2011-07-02
Dear Googlebot: SMTP is not HTTP
From the logs of a SMTP server here:
32301# remote from [66.249.67.36] 32301r GET /robots.txt HTTP/1.1 32301w 550 Syntax error 32301r Host: 128.100.3.51:25 32301w 550 Unknown command 'Host' 32301r Connection: Keep-alive 32301w 550 Syntax error 32301r Accept: text/plain,text/html 32301w 550 Syntax error 32301r From: googlebot(at)googlebot.com 32301w 550 Unknown command 'From' 32301# aborted: session terminated
(The abort is from my server, which drops connections after too many syntax errors.)
Then it immediately tries the same thing with 'GET / HTTP/1.1
'
instead.
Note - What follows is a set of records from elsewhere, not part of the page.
PR #677, opened 2022-02-09
GraphQL ADR: prototype resolvers for tsp-client.ts

marco-miller:
This PR is described in its commit message.

### DIFF
--- a/doc/adr/0002/graphql-server-prototype/test
+++ b/doc/adr/0002/graphql-server-prototype/test
@@ -1,0 +1,16 @@
+#!/bin/bash
+# Assumes [1] below, which assumes a running trace-server; based on [2].
+# POST is used for the curl request, but GET [3] can be used although less readable.
+# Any combinations of the supported fields can be queried, which is why GraphQL.
+# This example is a simple one that barely shows how far such queries can get.
+#
+# [1] https://www.apollographql.com/docs/apollo-server/getting-started/#step-7-start-the-server
+# [2] https://www.apollographql.com/docs/apollo-server/getting-started/#step-8-execute-your-first-query
+# [3] https://www.apollographql.com/docs/apollo-server/requests/#get-requests
+
+curl --request POST \
+  --header 'content-type: application/json' \
+  --url http://localhost:4000/ \
+  --data '{"query": "{status, traces}"}'
+ #--data '{"query": "{status}"}'
+ #--data '{"query": "{traces}"}'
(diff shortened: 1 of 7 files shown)


bhufmann (commented):
When looking at the proposal, I understand that the proposed GraphQL server, that is implemented using Apollo server, translates GraphQL queries into TSP API REST queries towards the trace server.

My understanding of the GraphQL for our project was, that the trace server application would be the GraphQL server, serving GraphQL query requests, and on the client side (tsp-typescript-client) a GraphQL client would implemented, that connects to the GraphQL server backend (though HTTP). So, the tsp-typescript-client (and tsp-python-client respectively) would implement the client side, maybe using Apollo Client.

Or do I misunderstand something?

marco-miller:
> When looking at the proposal, I understand that the proposed GraphQL server, that is implemented using Apollo server, translates GraphQL queries into TSP API REST queries towards the trace server.

As an initial or first proposal, yes.

> My understanding of the GraphQL for our project was, that the trace server application would be the GraphQL server, serving GraphQL query requests, and on the client side (tsp-typescript-client) a GraphQL client would implemented, that connects to the GraphQL server backend (though HTTP). So, the tsp-typescript-client (and tsp-python-client respectively) would implement the client side, maybe using Apollo Client.

Apollo Client is not necessary yet, but yes, the existing tsp-*-clients would send graph requests towards the GraphQL server, either directly or through an app using them such as this extension repo. Now, we may decide to make the GraphQL server rely directly on trace-server internals, but this proposal brings the idea of proving clients more quickly, by means of taping onto TSP REST as initial iterations.

doc/adr/0002/graphql-server-prototype/test
```diff
@@ -0,0 +1,16 @@
+#!/bin/bash
+# Assumes [1] below, which assumes a running trace-server; based on [2].
+# POST is used for the curl request, but GET [3] can be used although less readable.
+# Any combinations of the supported fields can be queried, which is why GraphQL.
```
Rodrigoplp-work, line 4: Did something get cut out from the end of the sentence? Was it meant to be something like "... which is why GraphQL was suggested as a solution."?

Rodrigoplp-work (changes requested):

doc/adr/0002/graphql-server-prototype/test
marco-miller: No, not really; this way of saying does exist in English, AFAIK.

Rodrigoplp-work (approved):

PR #684, opened 2022-02-15
Adr d3

Rodrigoplp-work:
This ADR considers the benefits and difficulties of adopting D3 to
render the charts of Theia Trace Extension, in comparison with the
current solution that uses ChartJS.

The ADR contains an example of implementation in the file
`xy-output-component.tsx`.


bhufmann (changes requested):
This PR includes multiple unrelated commits that have been merged to master branch. Could you please rebase your PR so that it only has your D3 ADR commit?

PR #693, opened 2022-02-28
Support displaying statistics for a region selection in the chart

hriday-panchasara:
Show statistics for selected region in datatree-output-component

In the datatree-output-component, add a subtree labeled 'Selection' whenever there is a region selected. When no region is selected, hide the row:
Screen Shot 2022-02-28 at 10 50 26 AM
Screen Shot 2022-02-28 at 10 53 06 AM

### DIFF
--- a/.markdownlint.json
+++ b/.markdownlint.json
@@ -1,0 +1,6 @@
+{
+  "default": true,
+  "MD010": { "code_blocks": false },
+  "MD013": false,
+  "MD033": false
+}


mirsky-work:
Thanks for the contribution!
Tested on Gitpod and it looks like the selection always returns the same values as total - is backend implementation missing?
image

From the UI perspective, there seems to be an issue when starting the range selection from right to left.
https://user-images.githubusercontent.com/67920463/156031627-b3ae7e9b-c0cf-4a9d-9a96-4006c887670f.mp4

PR #694, opened 2022-03-02
Implement statistics for a selected area in the chart

hriday-panchasara:
Show statistics for selected region in datatree-output-component

In the datatree-output-component, a subtree labeled 'Selection' is shown whenever there is a region selected. When no region is selected, hide the row:
Screen Shot 2022-03-02 at 16 50 57 PM
Screen Shot 2022-03-02 at 16 51 27 PM

### DIFF
--- a/packages/react-components/src/components/datatree-output-component.tsx
+++ b/packages/react-components/src/components/datatree-output-component.tsx
@@ -8,6 +8,8 @@ import { EntryTree } from './utils/filter-tree/entry-tree';
 import { getAllExpandedNodeIds } from './utils/filter-tree/utils';
 import { TreeNode } from './utils/filter-tree/tree-node';
 import ColumnHeader from './utils/filter-tree/column-header';
+import { cloneDeep } from 'lodash';
+import debounce from 'lodash.debounce';
 
 type DataTreeOutputProps = AbstractOutputProps & {
 };
@@ -22,6 +24,8 @@ type DataTreeOuputState = AbstractOutputState & {
 
 export class DataTreeOutputComponent extends AbstractOutputComponent<AbstractOutputProps, DataTreeOuputState> {
     treeRef: React.RefObject<HTMLDivElement> = React.createRef();
+
+    private _debouncedFetchSelectionData = debounce(() => this.fetchSelectionData(), 500);
 
     constructor(props: AbstractOutputProps) {
         super(props);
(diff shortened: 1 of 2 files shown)


mirsky-work:
Verified on Gitpod - works great!
Thanks for that very useful contribution!

packages/react-components/src/components/datatree-output-component.tsx
```diff
@@ -154,4 +160,45 @@ export class DataTreeOutputComponent extends AbstractOutputComponent<AbstractOut
...
+                        xyTree: treeResponse.model.entries,
+                    });
+                }
+            }
+        }
+    }
+
+    async componentDidUpdate(prevProps: DataTreeOutputProps): Promise<void> {
+        if (this.props.selectionRange && this.props.selectionRange !== prevProps.selectionRange) {
+            if (Math.abs(Number(this.props.selectionRange.getDuration())) > 0) {
```
PatrickTasse, line 194: If the selection is changed to a single timestamp during the debounce period, the request will be sent with this single selection (start == end). So I initially thought that the duration check should be done at the end, inside the debounced method.

However, the resulting data is not empty statistics for the timestamp selection. After talking with Matthew, the stats include any examined segment that intersects with the selection. In Trace Compass the Selection statistics are shown even with a single timestamp selection. Once a selection has been done once, the Selection statistics will never disappear (because it's not possible for the user to unselect time). So I believe the duration check should just be removed and selection statistics should be fetched from the server regardless of whether the selection is a timestamp or a time range.

packages/react-components/src/components/datatree-output-component.tsx
```diff
@@ -154,4 +160,45 @@ export class DataTreeOutputComponent extends AbstractOutputComponent<AbstractOut
...
+                this._debouncedFetchSelectionData();
+            }
+            else {
+                this.setState({
+                    xyTree: this._totalTree
```
PatrickTasse, line 199: In that case this _totalTree may no longer be needed.

PatrickTasse (changes requested):

packages/react-components/src/components/datatree-output-component.tsx
hriday-panchasara: @PatrickTasse Updated componentDidUpdate() implementation

packages/react-components/src/components/datatree-output-component.tsx
```diff
@@ -60,6 +65,7 @@ export class DataTreeOutputComponent extends AbstractOutputComponent<AbstractOut
                     xyTree: treeResponse.model.entries,
                     columns
                 });
+                this._totalTree = cloneDeep(this.state.xyTree);
```
PatrickTasse, line 68: This field is no longer used and should be removed.

packages/react-components/src/components/datatree-output-component.tsx
```diff
@@ -154,4 +160,38 @@ export class DataTreeOutputComponent extends AbstractOutputComponent<AbstractOut
         // fix Warning: Can't perform a React state update on an unmounted component
         this.setState = (_state, _callback) => undefined;
     }
+
+    protected async fetchSelectionData(): Promise<void> {
+        if (this.props.selectionRange) {
+            const origXYTree = cloneDeep(this.state.xyTree);
+            origXYTree.sort((a,b)=> (a.id > b.id) ? 1 : -1);
```
PatrickTasse, line 167: This local variable is not used.

packages/react-components/src/components/datatree-output-component.tsx
```diff
@@ -154,4 +160,38 @@ export class DataTreeOutputComponent extends AbstractOutputComponent<AbstractOut
...
+
+            let payload: any;
+            if (Number(this.props.selectionRange.getStart()) < Number(this.props.selectionRange.getEnd())) {
```
PatrickTasse, line 170: I think this might give the wrong result if both values are very large and very close, due to the loss of precision. You can compare the bigint values directly?

PatrickTasse (changes requested):

packages/react-components/src/components/datatree-output-component.tsx
hriday-panchasara: > I think this might give the wrong result if both values are very large and very close, due to the loss of precision. You can compare the bigint values directly?

Didn't know that, I'll make the change

PatrickTasse (approved):

Rodrigoplp-work (approved):

PR #695, opened 2022-03-02
Prevent unnecessary xy requests while analysis is running

### LINKED ISSUE #691: Unnecessary xy requests to the backend while analysis is running.
When opening an XY view, the fetchTree() is repeatedly called until the requests returns COMPLETED. If the back-end call returns RUNNING, the a new requests is send after 500 ms. However, the XyOutputComponent.fetchTree() that calls the back-end also updates the component state, the componentDidUpdate() message is called, which triggers the update xy data and hence a back-end call to fetchXY() is performed. This causes many unnecessary back-end fetchXY() calls. The result is not visualized anyways, until the analysis is completed. 

This can be observed, by opening the CPU usage view of a "large" LTTng kernel trace while having the network tab of the chrome developer open.

These unnecessary back-end call causes unnecessary network traffic, back-end and front-end processing.

The fetchXY() calls should only be done when analysis finished or using a debouncer.

Fixing this will increase the responsiveness of the front-end implementation.

PatrickTasse:
In componentDidUpdate(), do not trigger a xy request if the previous
outputStatus was running, only trigger it if the outputStatus changed.
This will trigger it only once, when the analysis is completed.

Fixes #691


bhufmann (approved):
Looks good to me. Thanks for fixing this performance issue.

Rodrigoplp-work (approved):

PR #696, opened 2022-03-03
Bar chart code base for xy charts

Rodrigoplp-work:
Provides the structure to plot bar charts when this type of chart becomes available.

To test it, set

```js
private isBarPlot = true;
```

in `xy-output-component.tsx` file. Then open an xy plot like "CPU usage".

bar-chart

### DIFF
--- a/packages/react-components/src/components/xy-output-component.tsx
+++ b/packages/react-components/src/components/xy-output-component.tsx
@@ -65,8 +65,9 @@ export class XYOutputComponent extends AbstractTreeOutputComponent<AbstractOutpu
     private startPositionMouseRightClick = BigInt(0);
     private margin = { top: 15, right: 0, bottom: 5, left: this.getYAxisWidth() };
     private isScatterPlot: boolean = this.props.outputDescriptor.id.includes('scatter');
+    private isBarPlot = false;
     private plugin = {
-        afterDraw: (chartInstance: Chart, _easing: Chart.Easing, _options?: any) => { this.afterChartDraw(chartInstance); }
+        afterDraw: (chartInstance: Chart, _easing: Chart.Easing, _options?: any) => { this.afterChartDraw(chartInstance.ctx, chartInstance.chartArea); }
     };
 
     private endSelection = () => {
@@ -181,7 +182,11 @@ export class XYOutputComponent extends AbstractTreeOutputComponent<AbstractOutpu
                 };
                 this.divRef.current.addEventListener('wheel', this.preventDefaultHandler);
             }
-            this.chartRef.current.chartInstance.render();
+            if (this.isBarPlot) {
+                this.renderChart();
+            } else {
+                this.chartRef.current.chartInstance.render();
+            }
         }
     }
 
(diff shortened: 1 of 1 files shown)


PatrickTasse:
> 1. Fixed;
> 2. Fixed;
> 3. Best to decide this when we have the data for the bar chart. Then we can evaluate if overlap is really an issue, and make changes accordingly;
> 4. Not sure I follow. For the given example, should the bottom of the y-chart display 0 or 198? Either way, the bottom value of the y-chart can be easily changed when we have the data;
> 5. Also can be easily changed when we have the data, if this is confirmed to be an issue;
> 6. Fixed.

1 and 2 look OK now.

For 4, yes I meant that bottom should be 0, but maybe that needs to be discussed and agreed. Maybe it depends on what we are showing. I was just expecting that when you have a bar chart you always see full bars and never partial bars.

6 doesn't seem to be fixed, at high zoom level with a window range of 2000ns, with 1130 data points returned from the server, I only see 9 bars. The returned y-Values are 453 x 100.0, 1 x 150.0, 676 x 200.0.

Rodrigoplp-work:
About item 6:

When the zoom level is high (very zoomed in) the backend returns repeated x values, as shown in the image below (click to expand).

Screenshot 2022-03-28 at 11 38 45

So the bar chart plots all points, but they all happen at the same few points along the x-axis.

The bar chart did not change this. This happens also on master, with the line chart, but the line chart connects the points, while the bar chart comes back to zero between them.

PatrickTasse:
> About item 6:
> 
> When the zoom level is high (very zoomed in) the backend returns repeated x values, as shown in the image below (click to expand).

The x values are not repeated, it's a bug in Chrome DevTools Network tab, it does not display bigint values properly, they are shown as Number with loss of precision.

packages/react-components/src/components/xy-output-component.tsx
```diff
@@ -321,6 +326,75 @@ export class XYOutputComponent extends AbstractTreeOutputComponent<AbstractOutpu
...
+
+                // Bar chart
+                if (ctx) {
+                    ctx.clearRect(0, 0, chartWidth, chartHeight);
+                    ctx.save();
+                    data.forEach((row, i) => {
+                        ctx.fillStyle = this.state.xyData.datasets[i].borderColor;
+                        row.forEach((tupple: any) => {
+                            ctx.beginPath();
+                            ctx.fillRect(xScale(Number(tupple.xValue)), chartHeight, 2, - chartHeight + yScale(+tupple.yValue));
```
PatrickTasse, line 379: This is where the problem happens, Number(tupple.xValues) creates loss of precision from the bigint value.

Not sure, maybe this can be fixed by using getXForTime() ?

Also, is it intentional or a typo the + in: yScale(+tupple.yValue) ?

PatrickTasse (changes requested):

packages/react-components/src/components/xy-output-component.tsx
```diff
@@ -321,6 +326,75 @@ export class XYOutputComponent extends AbstractTreeOutputComponent<AbstractOutpu
...
+            });
+
+            const yScale = scaleLinear()
+                .domain([this.state.allMin, Math.max(this.state.allMax, 1)])
+                .range([chartHeight - this.margin.bottom, this.margin.top]);
+
+            const xDomain = this.state.xyData.labels.length - 1;
+
+            const xScale = scaleLinear()
+                .domain([this.state.xyData.labels[0], this.state.xyData.labels[xDomain]].map(Number))
```
PatrickTasse, line 357: The xScale is probably also incorrect due to the map(Number) of the bigint value causing loss of precision.

packages/react-components/src/components/xy-output-component.tsx
Rodrigoplp-work: Using `getXForTime()` now.
The `+` is not a typo, it's a unary plus operator.

packages/react-components/src/components/xy-output-component.tsx
Rodrigoplp-work: Indeed. Using `getXForTime()` now.

packages/react-components/src/components/xy-output-component.tsx
```diff
@@ -576,24 +690,49 @@ export class XYOutputComponent extends AbstractTreeOutputComponent<AbstractOutpu
     }
 
     private getTimeForX(x: number): bigint {
```
PatrickTasse, line 692: It seems getTimeForX and getXForTime could be simplified if we always use this.getChartWidth(). You wouldn't even need to do a null check on the chart then.

When I debug, this.getChartWidth() and this.chartRef.current.chartInstance.width are almost always the same.

Sometimes they are not for a short time because the latter gets delayed update after a draw, I'm not even sure which width we should be using. And sometimes the chartInstance is undefined for a short time, perhaps during chart.js internal update. Also if you quickly resize the sash so that there is no room for the chart, this.getChartWidth() returns 0 but  this.chartRef.current.chartInstance.width gets stuck at the last visible non-zero width.

PatrickTasse (changes requested):

packages/react-components/src/components/xy-output-component.tsx
```diff
@@ -401,22 +478,30 @@ export class XYOutputComponent extends AbstractTreeOutputComponent<AbstractOutpu
...
             if (this.props.selectionRange) {
                 const startPixel = this.getXForTime(this.props.selectionRange.getStart());
                 const endPixel = this.getXForTime(this.props.selectionRange.getEnd());
                 ctx.strokeStyle = '#259fd8';
                 ctx.fillStyle = '#259fd8';
-                this.drawSelection(chart, startPixel, endPixel);
+                if (this.isBarPlot) {
+                    this.drawD3Selection(startPixel, endPixel);
+                } else {
+                    this.drawSelection(chart, startPixel, endPixel);
```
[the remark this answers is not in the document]
Rodrigoplp-work: Changed to ctx.

packages/react-components/src/components/xy-output-component.tsx
```diff
@@ -576,23 +654,37 @@ export class XYOutputComponent extends AbstractTreeOutputComponent<AbstractOutpu
...
-        if (!this.chartRef.current?.chartInstance) {
-            return BigInt(0);
+        if (this.isBarPlot) {
+            if (!this.chartRef.current) {
+                return BigInt(0);
+            }
+        } else {
+            if (!this.chartRef.current?.chartInstance) {
+                return BigInt(0);
+            }
```
PatrickTasse, line 664: Since we're not using the chart anymore, maybe we can skip these checks altogether?

packages/react-components/src/components/xy-output-component.tsx
```diff
@@ -576,23 +654,37 @@ export class XYOutputComponent extends AbstractTreeOutputComponent<AbstractOutpu
...
         }
         const offset = this.props.viewRange.getOffset() ?? BigInt(0);
         const duration = this.props.viewRange.getDuration();
+        const chartWidth = this.getChartWidth();
```
PatrickTasse, line 668: To be theoretically robust, we should check for 0 to avoid div by zero below.
But in practice I think this method is only called from mouse events which can't happen if chart width is 0...

packages/react-components/src/components/xy-output-component.tsx
```diff
@@ -576,23 +654,37 @@ export class XYOutputComponent extends AbstractTreeOutputComponent<AbstractOutpu
...
-        if (!this.chartRef.current?.chartInstance) {
-            return 0;
+        if (this.isBarPlot) {
+            if (!this.chartRef.current) {
+                return 0;
+            }
+        } else {
+            if (!this.chartRef.current?.chartInstance) {
+                return 0;
+            }
```
PatrickTasse, line 682: Since we're not using the chart anymore, maybe we can skip these checks altogether?

PatrickTasse (changes requested):

packages/react-components/src/components/xy-output-component.tsx
```diff
@@ -65,8 +65,9 @@ export class XYOutputComponent extends AbstractTreeOutputComponent<AbstractOutpu
     private startPositionMouseRightClick = BigInt(0);
     private margin = { top: 15, right: 0, bottom: 5, left: this.getYAxisWidth() };
     private isScatterPlot: boolean = this.props.outputDescriptor.id.includes('scatter');
+    private isBarPlot = true;
```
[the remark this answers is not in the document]

packages/react-components/src/components/xy-output-component.tsx

packages/react-components/src/components/xy-output-component.tsx
Rodrigoplp-work: Added the check.

packages/react-components/src/components/xy-output-component.tsx

PatrickTasse (approved):

bhufmann (approved):
LGTM. Looking forward to have d3 charts used for all xy charts. Thanks for providing this.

Oh, and this is nowhere near the first time that Googlebot
has tried this; the first instance in my logs dates from 2007.
Yes, I'm sure that somewhere there is something that looks like a HTTP link to port 25 on this IP address (although Google doesn't know about it; I've tried the obvious web search). But this is still a failure on Google's part, because they should be much more careful than this with any 'url' that involves a port that is known to be used for another protocol. Sure, someone could be running a web server on port 25 against all expectations, but the odds are far better that someone has created a bad or malicious link. And certainly when Googlebot has been receiving SMTP replies for years, it should stop attempting to crawl entirely.
The other failure is that Googlebot should not have made the second
query for /
after its attempt to retrieve robots.txt failed. This
was not a web server telling Googblebot 'there is no such file here';
this was the retrieval itself failing with protocol errors. Even if
Googlebot does not specifically have recognizers for SMTP responses (and
I maintain that it should), an odd port plus protocol failures should
mean 'this is probably not a web server, stop now'.
PS: I'm aware that part of the blame falls on my MTA for being so old that it doesn't immediately disconnect Googlebot for illegal pipelining (I assume that that's what's happening here).